▶ [WHAT YOU WILL DO]:
Which of the lines below hold the word "have"? Pull each of them out.

▶ [RECORDS FOR THE TASK]:

○ ○ ○ ○

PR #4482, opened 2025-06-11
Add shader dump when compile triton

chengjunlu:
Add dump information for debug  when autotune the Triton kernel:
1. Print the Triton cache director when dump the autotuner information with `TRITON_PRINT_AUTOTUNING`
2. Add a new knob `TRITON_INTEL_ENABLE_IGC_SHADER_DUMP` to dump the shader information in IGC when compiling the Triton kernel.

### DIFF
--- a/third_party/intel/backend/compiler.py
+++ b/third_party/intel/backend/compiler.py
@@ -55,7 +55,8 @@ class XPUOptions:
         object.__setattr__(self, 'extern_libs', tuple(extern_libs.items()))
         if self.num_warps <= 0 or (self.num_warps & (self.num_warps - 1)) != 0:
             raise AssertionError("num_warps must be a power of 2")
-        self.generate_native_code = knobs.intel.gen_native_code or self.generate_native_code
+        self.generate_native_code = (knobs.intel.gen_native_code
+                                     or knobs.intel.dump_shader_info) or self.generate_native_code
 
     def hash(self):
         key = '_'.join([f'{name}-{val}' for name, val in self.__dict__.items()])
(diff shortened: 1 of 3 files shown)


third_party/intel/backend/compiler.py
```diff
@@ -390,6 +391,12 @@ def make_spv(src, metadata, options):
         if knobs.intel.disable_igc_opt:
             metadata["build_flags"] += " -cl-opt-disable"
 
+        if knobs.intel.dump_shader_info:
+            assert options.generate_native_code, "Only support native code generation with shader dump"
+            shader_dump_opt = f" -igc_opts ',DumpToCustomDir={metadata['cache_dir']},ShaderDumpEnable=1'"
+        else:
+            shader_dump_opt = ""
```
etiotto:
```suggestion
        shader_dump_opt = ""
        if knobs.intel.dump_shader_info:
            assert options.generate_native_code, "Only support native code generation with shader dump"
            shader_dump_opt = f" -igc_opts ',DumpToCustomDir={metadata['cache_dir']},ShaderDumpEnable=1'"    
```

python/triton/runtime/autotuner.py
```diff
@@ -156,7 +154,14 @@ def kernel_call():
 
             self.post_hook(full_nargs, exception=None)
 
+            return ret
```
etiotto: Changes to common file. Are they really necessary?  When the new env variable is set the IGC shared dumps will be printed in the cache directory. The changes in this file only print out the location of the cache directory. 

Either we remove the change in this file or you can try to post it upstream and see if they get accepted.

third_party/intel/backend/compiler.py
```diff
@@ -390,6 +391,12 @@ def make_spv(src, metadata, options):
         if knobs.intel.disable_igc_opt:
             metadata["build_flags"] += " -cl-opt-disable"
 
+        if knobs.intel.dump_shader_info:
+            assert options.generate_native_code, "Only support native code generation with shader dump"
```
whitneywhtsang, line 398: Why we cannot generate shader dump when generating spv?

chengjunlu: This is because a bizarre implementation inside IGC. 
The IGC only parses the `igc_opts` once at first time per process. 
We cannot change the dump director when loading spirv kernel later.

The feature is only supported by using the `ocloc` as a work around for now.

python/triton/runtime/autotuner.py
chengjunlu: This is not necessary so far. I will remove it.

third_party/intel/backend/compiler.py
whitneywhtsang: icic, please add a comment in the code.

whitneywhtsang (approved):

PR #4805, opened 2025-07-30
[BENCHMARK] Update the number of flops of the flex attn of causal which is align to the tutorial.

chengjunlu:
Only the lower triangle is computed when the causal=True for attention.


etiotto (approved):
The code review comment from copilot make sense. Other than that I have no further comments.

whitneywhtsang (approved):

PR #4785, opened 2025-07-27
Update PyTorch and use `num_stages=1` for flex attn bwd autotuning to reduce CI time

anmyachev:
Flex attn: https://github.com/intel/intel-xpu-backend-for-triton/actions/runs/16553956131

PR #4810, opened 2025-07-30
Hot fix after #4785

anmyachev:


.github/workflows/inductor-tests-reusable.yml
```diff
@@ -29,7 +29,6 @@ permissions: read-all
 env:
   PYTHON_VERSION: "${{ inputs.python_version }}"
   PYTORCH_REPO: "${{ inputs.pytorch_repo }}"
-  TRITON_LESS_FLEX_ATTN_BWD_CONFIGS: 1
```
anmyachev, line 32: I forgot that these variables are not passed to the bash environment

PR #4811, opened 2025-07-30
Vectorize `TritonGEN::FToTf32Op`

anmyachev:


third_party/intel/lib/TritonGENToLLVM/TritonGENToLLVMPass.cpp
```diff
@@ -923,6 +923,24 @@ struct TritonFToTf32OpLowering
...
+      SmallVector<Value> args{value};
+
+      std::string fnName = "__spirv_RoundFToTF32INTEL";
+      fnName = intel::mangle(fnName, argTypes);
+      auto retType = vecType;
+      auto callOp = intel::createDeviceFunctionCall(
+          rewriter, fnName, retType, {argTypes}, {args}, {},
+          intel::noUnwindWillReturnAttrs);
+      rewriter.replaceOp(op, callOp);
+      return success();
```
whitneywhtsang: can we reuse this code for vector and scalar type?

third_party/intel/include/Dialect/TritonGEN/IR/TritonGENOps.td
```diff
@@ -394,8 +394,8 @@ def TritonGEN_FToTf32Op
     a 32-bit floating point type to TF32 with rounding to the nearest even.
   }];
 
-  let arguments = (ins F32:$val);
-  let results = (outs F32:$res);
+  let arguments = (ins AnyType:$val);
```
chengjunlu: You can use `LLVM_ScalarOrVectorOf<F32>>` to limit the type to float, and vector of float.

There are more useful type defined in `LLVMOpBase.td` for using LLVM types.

○ ○ ○ ○

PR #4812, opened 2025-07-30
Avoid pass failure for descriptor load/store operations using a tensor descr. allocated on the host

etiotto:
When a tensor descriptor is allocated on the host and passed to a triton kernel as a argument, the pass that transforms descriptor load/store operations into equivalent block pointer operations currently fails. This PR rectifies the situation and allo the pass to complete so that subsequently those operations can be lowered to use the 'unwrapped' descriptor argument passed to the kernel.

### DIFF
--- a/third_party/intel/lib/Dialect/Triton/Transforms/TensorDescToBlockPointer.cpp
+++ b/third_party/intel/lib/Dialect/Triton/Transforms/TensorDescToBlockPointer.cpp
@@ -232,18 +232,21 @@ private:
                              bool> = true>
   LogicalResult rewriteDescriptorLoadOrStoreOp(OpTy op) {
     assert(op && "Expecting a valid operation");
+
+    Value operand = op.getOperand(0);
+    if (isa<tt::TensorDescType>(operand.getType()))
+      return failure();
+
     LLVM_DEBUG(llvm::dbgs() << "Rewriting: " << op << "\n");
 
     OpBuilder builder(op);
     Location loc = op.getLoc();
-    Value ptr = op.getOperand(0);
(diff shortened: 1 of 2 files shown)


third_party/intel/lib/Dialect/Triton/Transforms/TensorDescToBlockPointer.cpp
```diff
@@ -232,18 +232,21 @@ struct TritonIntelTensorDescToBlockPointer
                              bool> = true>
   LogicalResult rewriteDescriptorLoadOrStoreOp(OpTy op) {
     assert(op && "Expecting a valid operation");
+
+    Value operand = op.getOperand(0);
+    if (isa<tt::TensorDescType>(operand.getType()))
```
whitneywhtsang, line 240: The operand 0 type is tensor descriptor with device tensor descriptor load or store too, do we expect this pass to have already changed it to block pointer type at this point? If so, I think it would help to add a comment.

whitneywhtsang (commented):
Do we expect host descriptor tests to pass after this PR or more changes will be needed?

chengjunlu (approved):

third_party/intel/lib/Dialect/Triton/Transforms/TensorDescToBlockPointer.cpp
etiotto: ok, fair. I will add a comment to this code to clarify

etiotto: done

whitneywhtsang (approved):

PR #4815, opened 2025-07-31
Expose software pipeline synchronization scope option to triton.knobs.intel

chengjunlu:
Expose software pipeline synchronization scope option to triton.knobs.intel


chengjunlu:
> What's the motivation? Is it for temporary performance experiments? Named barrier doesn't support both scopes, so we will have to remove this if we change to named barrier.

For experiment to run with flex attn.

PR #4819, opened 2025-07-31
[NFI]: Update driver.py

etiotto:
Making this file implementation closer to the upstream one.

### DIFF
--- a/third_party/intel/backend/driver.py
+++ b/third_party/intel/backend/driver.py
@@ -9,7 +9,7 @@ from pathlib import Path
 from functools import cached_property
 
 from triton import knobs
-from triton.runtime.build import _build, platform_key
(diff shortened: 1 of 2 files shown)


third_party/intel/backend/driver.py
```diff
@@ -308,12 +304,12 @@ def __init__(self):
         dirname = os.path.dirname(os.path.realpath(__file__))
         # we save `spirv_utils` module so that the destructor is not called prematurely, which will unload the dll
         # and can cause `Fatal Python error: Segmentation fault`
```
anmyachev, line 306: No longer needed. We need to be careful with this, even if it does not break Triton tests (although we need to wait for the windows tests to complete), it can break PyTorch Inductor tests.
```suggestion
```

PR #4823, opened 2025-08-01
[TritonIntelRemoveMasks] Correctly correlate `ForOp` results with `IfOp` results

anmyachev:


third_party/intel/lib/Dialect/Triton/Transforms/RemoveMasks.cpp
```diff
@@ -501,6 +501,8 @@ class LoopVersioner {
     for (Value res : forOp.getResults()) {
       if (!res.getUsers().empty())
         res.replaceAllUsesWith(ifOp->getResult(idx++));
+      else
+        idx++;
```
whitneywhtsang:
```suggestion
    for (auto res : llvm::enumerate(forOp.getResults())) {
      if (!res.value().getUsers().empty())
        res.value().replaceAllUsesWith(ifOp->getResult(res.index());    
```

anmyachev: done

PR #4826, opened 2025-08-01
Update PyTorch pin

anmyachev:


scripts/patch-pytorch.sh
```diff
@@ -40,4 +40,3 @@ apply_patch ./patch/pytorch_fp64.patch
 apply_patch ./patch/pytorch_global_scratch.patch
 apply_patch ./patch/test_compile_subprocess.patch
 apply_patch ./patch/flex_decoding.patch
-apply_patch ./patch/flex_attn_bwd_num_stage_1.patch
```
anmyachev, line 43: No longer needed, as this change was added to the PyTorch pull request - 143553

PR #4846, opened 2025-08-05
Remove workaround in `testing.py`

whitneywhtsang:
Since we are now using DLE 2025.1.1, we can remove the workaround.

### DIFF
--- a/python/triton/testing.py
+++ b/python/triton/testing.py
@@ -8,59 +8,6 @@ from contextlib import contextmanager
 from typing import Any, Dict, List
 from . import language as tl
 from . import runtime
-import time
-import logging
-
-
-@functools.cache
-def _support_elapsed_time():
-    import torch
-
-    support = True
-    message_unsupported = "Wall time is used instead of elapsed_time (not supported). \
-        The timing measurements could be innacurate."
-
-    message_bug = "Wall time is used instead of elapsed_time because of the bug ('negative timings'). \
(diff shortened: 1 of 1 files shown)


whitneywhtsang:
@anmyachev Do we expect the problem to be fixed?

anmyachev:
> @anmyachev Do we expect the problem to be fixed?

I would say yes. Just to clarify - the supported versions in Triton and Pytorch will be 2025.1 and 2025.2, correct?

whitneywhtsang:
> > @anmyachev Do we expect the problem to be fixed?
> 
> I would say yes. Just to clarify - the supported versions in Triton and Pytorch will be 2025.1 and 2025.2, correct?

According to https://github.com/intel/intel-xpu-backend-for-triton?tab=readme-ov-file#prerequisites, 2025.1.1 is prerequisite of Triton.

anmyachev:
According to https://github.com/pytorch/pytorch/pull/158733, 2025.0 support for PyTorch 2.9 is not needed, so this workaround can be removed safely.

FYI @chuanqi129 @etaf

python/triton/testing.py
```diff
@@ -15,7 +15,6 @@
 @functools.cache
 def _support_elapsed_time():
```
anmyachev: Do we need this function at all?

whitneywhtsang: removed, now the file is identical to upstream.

○ ○ ○ ○

▶ [COMPLETED TASK]:
The code review comment from copilot make sense. Other than that I have no further comments.
whitneywhtsang, line 240: The operand 0 type is tensor descriptor with device tensor descriptor load or store too, do we expect this pass to have already changed it to block pointer type at this point? If so, I think it would help to add a comment.
> What's the motivation? Is it for temporary performance experiments? Named barrier doesn't support both scopes, so we will have to remove this if we change to named barrier.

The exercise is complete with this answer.